→ Records provided
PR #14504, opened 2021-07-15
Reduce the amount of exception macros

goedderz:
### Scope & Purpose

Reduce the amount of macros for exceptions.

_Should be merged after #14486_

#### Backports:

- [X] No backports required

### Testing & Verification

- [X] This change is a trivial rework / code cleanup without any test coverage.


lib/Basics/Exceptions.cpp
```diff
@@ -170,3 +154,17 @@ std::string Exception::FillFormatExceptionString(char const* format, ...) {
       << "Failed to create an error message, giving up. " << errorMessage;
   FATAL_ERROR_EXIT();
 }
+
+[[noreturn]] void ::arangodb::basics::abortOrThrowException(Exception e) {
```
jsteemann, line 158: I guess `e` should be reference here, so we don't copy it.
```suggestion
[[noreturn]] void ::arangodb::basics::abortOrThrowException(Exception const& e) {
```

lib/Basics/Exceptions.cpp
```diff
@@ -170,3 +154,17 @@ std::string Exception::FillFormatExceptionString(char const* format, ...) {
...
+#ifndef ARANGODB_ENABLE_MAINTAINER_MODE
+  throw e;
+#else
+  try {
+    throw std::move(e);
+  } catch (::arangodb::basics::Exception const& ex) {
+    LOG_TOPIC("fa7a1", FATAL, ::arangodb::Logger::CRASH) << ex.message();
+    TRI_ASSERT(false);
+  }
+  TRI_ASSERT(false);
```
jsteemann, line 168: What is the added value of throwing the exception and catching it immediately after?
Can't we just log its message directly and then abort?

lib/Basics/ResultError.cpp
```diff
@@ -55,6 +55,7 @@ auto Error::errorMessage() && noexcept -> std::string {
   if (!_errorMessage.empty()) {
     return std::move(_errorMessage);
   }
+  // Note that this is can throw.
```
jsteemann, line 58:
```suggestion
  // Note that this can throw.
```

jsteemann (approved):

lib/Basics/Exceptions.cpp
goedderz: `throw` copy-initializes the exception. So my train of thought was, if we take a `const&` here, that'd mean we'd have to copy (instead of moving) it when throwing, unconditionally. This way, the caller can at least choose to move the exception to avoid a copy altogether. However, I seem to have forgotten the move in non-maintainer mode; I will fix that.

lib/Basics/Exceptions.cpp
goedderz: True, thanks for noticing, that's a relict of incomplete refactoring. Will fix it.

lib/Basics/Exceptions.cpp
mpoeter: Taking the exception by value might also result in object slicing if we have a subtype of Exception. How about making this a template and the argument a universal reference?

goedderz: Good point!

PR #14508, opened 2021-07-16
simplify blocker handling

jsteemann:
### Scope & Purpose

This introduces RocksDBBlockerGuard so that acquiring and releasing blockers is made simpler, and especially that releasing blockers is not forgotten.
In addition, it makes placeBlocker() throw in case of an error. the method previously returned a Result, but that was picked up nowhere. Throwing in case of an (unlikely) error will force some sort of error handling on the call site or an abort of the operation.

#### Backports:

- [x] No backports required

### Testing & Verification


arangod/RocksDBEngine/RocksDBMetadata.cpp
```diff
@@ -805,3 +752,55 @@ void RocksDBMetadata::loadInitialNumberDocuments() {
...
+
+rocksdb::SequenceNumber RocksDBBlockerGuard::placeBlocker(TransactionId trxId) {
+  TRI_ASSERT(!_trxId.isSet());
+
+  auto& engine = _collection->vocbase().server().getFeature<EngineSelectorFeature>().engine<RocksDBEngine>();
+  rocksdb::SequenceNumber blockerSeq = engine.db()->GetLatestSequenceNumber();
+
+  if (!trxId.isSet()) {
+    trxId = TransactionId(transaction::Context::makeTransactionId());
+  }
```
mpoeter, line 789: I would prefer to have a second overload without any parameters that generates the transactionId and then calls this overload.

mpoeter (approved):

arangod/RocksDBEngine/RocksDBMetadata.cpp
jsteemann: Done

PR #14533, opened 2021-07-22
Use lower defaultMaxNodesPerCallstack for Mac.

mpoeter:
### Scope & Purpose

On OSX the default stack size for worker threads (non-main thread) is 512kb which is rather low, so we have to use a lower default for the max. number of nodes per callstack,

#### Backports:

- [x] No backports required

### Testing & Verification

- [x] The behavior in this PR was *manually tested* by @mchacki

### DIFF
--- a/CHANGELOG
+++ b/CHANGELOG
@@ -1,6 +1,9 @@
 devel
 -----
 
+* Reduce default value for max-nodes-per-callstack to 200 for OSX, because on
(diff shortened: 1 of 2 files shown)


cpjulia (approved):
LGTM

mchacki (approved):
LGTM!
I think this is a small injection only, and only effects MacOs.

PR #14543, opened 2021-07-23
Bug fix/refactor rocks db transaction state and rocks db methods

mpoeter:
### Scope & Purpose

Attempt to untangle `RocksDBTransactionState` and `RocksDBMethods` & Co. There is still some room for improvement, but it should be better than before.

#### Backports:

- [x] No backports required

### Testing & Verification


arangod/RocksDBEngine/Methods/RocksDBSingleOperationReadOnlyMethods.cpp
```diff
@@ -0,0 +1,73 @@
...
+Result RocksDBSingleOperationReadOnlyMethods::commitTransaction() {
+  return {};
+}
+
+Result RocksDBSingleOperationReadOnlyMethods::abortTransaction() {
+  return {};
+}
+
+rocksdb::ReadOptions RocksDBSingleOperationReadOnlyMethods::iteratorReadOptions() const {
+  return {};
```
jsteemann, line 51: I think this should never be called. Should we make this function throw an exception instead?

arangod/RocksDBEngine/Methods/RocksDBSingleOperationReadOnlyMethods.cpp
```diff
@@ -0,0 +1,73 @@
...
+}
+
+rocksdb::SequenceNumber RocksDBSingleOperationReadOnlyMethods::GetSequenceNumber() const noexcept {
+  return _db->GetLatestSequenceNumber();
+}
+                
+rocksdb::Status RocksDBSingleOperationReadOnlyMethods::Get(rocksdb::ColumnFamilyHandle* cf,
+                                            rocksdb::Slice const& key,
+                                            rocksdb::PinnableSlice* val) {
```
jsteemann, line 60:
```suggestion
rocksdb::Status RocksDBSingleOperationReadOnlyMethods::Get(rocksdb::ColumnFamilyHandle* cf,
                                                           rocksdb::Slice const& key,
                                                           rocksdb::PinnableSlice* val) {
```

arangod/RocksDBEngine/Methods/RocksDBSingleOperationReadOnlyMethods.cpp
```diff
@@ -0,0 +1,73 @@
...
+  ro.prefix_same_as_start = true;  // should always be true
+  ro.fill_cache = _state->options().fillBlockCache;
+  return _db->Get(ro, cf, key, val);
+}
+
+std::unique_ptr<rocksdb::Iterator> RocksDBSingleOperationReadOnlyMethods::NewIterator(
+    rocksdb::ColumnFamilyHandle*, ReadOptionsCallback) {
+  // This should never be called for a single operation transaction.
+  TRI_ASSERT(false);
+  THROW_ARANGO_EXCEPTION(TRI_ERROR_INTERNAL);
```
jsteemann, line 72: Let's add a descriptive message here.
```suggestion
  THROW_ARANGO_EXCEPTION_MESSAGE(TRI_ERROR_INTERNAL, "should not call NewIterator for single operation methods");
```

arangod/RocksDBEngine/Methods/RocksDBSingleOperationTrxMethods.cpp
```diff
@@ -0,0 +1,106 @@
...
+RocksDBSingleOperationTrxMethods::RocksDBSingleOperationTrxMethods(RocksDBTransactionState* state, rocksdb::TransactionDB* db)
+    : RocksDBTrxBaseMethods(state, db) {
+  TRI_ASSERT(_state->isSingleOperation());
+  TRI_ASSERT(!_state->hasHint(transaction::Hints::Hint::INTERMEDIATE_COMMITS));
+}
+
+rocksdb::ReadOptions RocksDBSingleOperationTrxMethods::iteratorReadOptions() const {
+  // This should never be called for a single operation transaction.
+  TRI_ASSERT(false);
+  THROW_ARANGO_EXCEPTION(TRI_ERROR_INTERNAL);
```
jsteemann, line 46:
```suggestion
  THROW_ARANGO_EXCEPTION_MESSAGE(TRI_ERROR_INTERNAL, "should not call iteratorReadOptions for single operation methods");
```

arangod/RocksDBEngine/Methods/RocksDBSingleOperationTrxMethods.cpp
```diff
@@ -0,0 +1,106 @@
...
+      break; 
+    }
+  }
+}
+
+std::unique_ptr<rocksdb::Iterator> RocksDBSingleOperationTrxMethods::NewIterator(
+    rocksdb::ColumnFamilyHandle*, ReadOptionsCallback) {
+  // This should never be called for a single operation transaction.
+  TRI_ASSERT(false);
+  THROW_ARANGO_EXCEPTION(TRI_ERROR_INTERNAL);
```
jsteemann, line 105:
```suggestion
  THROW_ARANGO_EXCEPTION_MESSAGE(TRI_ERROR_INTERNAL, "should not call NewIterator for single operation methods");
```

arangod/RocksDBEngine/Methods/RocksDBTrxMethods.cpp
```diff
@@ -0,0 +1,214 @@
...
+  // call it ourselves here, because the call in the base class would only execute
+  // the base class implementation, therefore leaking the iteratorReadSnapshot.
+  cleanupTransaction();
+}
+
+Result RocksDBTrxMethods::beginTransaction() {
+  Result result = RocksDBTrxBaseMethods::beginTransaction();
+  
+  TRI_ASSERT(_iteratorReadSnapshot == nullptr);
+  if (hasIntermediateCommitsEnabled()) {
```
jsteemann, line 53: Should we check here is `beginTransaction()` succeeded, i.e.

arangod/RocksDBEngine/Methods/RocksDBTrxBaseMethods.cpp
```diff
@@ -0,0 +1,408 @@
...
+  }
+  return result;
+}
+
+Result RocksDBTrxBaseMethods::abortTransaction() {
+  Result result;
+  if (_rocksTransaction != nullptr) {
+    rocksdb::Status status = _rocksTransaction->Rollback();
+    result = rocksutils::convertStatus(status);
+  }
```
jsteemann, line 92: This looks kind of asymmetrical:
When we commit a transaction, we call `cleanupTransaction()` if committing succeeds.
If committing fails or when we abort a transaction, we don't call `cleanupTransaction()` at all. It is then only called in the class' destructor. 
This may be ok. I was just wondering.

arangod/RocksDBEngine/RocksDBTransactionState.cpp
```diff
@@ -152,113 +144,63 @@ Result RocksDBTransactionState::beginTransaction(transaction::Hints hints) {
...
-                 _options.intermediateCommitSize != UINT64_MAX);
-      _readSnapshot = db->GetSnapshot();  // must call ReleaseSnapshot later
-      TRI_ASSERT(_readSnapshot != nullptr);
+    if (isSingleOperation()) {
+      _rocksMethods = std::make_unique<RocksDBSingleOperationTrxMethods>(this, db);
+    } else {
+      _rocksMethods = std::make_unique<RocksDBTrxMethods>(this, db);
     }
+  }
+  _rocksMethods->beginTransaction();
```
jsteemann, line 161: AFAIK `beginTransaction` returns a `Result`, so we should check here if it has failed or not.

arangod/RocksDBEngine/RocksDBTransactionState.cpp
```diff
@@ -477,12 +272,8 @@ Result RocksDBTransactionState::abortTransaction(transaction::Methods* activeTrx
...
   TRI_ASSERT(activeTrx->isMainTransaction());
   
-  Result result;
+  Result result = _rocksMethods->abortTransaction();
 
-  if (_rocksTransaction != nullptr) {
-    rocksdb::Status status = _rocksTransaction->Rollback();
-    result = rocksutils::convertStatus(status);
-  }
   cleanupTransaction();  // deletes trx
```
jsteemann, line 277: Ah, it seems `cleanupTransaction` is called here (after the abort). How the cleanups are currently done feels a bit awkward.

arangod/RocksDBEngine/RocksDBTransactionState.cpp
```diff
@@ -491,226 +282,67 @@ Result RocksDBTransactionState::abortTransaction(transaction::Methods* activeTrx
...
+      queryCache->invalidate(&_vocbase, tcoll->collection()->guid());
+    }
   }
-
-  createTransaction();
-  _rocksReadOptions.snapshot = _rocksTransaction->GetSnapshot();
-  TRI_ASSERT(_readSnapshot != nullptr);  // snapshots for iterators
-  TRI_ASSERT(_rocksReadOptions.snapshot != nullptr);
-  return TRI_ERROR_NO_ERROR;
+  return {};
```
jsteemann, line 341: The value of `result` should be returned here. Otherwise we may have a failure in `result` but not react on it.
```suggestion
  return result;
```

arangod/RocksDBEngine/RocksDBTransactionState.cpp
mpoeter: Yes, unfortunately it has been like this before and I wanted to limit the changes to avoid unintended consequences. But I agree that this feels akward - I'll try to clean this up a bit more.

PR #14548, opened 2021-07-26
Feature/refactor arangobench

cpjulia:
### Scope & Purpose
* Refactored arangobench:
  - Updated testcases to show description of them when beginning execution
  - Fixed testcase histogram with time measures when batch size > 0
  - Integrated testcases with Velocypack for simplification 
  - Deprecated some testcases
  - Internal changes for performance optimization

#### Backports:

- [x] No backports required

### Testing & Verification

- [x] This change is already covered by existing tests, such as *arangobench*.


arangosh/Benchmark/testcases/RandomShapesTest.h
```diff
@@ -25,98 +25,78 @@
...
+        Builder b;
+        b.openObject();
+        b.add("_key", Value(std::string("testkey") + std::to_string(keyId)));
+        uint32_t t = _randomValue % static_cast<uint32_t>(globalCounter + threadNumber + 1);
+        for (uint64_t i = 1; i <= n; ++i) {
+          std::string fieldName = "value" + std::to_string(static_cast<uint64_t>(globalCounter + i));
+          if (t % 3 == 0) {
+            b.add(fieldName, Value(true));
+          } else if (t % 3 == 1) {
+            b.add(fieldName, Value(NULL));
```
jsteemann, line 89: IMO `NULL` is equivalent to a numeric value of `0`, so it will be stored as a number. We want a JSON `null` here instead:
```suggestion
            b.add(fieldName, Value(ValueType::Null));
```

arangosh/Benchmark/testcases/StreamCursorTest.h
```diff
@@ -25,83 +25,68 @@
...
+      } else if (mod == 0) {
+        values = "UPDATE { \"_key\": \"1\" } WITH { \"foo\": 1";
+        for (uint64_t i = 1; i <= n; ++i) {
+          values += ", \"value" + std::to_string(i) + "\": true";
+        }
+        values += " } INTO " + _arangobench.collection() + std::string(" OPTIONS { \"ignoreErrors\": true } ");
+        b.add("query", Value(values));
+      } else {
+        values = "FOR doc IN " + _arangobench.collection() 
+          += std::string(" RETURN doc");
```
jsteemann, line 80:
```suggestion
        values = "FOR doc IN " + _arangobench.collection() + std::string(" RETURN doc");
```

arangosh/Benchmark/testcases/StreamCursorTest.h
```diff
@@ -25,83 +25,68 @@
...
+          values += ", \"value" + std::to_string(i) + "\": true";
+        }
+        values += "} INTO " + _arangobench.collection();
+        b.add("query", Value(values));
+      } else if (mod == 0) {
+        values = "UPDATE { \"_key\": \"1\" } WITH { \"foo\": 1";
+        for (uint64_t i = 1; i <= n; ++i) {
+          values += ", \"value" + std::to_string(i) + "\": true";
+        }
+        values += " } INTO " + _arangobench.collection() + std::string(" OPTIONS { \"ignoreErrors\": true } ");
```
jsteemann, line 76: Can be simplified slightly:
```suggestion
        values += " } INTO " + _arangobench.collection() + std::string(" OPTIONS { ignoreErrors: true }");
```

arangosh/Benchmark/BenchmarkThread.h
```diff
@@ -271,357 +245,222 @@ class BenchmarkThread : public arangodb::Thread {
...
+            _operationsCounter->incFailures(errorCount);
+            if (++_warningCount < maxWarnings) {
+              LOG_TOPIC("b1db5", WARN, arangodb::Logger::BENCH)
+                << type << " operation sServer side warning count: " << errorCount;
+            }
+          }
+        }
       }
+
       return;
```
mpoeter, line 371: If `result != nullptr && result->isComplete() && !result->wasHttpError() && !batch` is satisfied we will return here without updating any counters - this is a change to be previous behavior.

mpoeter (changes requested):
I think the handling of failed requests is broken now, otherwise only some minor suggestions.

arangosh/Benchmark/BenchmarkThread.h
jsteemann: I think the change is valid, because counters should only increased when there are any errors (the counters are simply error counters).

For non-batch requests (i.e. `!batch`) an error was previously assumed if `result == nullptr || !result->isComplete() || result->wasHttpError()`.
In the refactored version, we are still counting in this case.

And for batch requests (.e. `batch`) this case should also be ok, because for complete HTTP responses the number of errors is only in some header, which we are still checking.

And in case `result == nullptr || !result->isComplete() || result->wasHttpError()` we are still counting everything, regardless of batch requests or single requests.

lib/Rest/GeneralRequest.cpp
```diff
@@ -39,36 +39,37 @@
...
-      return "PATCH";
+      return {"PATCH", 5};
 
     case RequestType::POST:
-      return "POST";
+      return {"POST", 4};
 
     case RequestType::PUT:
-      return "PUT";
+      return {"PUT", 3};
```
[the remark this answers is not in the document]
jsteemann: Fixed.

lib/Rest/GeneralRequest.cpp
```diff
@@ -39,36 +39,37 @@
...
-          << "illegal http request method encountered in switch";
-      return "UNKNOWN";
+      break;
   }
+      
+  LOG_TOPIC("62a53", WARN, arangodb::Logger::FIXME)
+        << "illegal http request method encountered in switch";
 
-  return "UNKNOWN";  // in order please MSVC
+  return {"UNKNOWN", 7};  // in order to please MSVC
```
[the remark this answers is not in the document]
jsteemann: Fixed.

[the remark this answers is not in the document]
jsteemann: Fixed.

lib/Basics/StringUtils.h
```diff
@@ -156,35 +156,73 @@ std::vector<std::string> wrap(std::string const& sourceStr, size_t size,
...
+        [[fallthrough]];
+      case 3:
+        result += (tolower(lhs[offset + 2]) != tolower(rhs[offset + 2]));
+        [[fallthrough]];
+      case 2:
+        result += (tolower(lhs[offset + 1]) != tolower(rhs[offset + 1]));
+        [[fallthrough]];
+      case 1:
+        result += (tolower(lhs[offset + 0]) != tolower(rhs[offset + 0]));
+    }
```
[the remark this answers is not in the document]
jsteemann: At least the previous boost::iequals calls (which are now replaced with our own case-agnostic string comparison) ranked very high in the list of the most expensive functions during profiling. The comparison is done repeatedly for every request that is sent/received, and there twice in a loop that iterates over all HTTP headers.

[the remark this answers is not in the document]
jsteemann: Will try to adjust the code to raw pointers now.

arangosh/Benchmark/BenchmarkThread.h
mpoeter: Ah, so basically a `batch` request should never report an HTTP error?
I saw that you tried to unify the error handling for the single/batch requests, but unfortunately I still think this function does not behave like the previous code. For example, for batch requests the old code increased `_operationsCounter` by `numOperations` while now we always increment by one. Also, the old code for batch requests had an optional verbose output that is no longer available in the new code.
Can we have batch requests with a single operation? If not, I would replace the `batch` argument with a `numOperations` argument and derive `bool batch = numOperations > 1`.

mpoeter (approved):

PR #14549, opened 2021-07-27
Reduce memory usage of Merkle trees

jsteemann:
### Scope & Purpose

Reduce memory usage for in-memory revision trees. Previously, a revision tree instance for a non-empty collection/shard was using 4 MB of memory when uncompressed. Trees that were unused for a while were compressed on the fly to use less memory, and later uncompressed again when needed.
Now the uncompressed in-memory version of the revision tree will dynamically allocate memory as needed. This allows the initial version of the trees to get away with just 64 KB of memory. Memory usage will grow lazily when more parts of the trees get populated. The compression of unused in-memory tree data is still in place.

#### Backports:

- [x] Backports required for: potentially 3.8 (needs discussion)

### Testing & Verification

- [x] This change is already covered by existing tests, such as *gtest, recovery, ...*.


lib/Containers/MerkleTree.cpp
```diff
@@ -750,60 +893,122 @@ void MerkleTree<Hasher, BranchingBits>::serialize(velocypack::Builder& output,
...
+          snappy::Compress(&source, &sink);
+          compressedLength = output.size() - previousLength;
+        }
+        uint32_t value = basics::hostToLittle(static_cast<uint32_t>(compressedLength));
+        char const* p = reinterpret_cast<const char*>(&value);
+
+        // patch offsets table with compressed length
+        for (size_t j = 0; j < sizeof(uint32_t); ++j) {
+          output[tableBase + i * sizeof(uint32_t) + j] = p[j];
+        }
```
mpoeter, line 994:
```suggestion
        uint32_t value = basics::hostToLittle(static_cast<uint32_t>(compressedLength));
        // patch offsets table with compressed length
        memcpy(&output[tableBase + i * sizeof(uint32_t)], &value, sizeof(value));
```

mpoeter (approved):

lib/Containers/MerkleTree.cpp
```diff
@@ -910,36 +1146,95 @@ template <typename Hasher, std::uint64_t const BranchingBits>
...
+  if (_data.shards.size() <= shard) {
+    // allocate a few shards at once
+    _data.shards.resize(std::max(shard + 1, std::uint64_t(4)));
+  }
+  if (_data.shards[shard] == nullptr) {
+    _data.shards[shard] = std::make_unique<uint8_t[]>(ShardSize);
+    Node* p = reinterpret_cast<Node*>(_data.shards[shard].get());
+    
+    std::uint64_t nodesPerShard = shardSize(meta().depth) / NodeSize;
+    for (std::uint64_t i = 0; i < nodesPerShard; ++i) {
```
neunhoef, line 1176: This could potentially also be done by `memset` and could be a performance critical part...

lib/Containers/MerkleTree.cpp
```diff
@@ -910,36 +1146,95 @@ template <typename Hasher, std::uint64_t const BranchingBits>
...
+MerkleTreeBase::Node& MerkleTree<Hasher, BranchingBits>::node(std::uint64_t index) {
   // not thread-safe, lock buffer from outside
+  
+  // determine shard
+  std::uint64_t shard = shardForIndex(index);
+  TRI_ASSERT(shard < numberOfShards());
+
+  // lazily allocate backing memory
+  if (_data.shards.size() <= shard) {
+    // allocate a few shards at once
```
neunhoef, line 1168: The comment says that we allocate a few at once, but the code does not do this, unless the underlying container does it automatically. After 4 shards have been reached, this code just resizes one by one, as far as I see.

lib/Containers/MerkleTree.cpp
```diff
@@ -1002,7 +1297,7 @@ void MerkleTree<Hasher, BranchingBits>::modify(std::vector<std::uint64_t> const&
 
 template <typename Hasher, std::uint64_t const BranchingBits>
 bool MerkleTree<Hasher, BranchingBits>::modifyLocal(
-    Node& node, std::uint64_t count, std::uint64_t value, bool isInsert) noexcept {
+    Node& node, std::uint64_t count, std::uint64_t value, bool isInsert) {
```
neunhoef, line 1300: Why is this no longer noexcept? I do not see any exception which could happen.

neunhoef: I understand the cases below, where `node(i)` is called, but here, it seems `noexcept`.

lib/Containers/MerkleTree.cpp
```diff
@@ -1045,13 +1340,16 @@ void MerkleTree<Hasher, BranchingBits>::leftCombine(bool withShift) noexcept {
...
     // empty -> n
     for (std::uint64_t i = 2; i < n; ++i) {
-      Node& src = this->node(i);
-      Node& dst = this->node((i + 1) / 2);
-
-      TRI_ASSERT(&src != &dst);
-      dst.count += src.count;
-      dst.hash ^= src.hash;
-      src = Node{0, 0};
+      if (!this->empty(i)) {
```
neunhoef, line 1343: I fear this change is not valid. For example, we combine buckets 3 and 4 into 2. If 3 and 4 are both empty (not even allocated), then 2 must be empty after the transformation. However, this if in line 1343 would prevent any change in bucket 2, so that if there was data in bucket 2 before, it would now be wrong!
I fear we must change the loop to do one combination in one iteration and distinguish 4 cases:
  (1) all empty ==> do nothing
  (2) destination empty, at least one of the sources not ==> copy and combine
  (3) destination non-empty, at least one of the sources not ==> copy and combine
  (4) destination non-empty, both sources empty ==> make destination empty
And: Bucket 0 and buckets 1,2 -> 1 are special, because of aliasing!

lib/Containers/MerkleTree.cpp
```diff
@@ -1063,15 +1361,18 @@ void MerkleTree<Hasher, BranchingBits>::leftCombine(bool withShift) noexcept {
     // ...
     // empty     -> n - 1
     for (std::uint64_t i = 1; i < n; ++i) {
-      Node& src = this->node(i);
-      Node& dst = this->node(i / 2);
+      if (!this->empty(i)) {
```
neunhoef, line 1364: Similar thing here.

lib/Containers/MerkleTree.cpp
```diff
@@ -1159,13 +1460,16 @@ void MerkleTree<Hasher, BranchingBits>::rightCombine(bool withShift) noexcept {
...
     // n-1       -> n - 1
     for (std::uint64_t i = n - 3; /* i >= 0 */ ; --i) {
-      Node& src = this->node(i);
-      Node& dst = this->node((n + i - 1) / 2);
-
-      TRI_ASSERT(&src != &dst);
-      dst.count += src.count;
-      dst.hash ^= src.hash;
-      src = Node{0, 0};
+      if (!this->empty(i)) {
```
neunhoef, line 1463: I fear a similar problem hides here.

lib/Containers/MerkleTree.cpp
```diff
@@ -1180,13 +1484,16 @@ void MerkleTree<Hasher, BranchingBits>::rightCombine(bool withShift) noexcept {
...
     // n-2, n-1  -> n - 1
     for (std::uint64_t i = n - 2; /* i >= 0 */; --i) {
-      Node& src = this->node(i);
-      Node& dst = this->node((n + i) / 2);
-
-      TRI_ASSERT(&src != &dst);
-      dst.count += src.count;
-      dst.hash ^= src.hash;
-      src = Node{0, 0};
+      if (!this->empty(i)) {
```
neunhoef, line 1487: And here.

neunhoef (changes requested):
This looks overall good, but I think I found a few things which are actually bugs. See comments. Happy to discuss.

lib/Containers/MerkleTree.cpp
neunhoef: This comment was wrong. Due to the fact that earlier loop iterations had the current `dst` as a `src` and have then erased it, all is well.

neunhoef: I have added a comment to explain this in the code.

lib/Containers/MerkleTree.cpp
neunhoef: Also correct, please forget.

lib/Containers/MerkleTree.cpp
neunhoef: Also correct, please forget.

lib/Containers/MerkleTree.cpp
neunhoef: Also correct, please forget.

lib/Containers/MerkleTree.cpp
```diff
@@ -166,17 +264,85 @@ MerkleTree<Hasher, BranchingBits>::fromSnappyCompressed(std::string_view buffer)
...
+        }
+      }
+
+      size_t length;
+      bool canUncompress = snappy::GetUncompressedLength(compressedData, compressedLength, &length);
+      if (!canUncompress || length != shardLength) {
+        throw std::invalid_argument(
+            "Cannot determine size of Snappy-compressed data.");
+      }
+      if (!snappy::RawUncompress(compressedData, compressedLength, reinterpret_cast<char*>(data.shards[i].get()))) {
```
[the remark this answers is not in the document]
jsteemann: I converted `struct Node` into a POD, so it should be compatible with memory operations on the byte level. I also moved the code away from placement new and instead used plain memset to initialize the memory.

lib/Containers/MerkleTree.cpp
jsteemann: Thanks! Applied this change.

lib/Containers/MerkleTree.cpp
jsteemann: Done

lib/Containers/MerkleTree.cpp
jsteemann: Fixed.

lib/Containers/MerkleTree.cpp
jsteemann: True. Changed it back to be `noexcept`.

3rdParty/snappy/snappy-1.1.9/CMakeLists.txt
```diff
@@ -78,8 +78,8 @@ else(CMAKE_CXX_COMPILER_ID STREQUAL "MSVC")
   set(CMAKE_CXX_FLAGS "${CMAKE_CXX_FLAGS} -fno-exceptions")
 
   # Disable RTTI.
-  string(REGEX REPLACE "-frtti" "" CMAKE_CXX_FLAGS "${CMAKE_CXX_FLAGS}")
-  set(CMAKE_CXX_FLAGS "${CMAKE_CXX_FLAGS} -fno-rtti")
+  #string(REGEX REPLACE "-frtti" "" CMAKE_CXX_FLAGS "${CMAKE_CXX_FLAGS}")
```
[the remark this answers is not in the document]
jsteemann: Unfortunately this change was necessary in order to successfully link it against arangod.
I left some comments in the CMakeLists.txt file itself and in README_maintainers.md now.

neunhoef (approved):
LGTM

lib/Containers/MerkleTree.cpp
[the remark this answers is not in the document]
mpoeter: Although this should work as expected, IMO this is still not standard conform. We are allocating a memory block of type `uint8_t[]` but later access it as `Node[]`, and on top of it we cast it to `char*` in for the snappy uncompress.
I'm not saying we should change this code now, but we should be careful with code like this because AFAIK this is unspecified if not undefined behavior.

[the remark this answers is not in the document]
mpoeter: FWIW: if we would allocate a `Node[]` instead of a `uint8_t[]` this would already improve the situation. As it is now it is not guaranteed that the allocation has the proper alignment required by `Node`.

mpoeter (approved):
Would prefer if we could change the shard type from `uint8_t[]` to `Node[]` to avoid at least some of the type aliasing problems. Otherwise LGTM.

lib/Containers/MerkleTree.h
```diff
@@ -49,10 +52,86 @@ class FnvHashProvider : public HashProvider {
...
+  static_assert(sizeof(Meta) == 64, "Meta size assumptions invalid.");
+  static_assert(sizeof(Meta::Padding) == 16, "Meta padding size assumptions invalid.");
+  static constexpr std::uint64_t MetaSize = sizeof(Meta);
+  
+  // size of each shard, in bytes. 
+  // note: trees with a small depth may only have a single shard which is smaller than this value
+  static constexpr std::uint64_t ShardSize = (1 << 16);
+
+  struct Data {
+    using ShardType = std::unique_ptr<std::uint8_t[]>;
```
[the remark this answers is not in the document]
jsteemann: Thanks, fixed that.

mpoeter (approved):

→ Exercise brief
The answer is the lines above between the line holding "Can we have" and the line holding "Reduce memory usage for", inclusive, each written out exactly, and no others.

→ The answer
Can we have batch requests with a single operation? If not, I would replace the `batch` argument with a `numOperations` argument and derive `bool batch = numOperations > 1`.

mpoeter (approved):

PR #14549, opened 2021-07-27
Reduce memory usage of Merkle trees

jsteemann:
### Scope & Purpose

Reduce memory usage for in-memory revision trees. Previously, a revision tree instance for a non-empty collection/shard was using 4 MB of memory when uncompressed. Trees that were unused for a while were compressed on the fly to use less memory, and later uncompressed again when needed.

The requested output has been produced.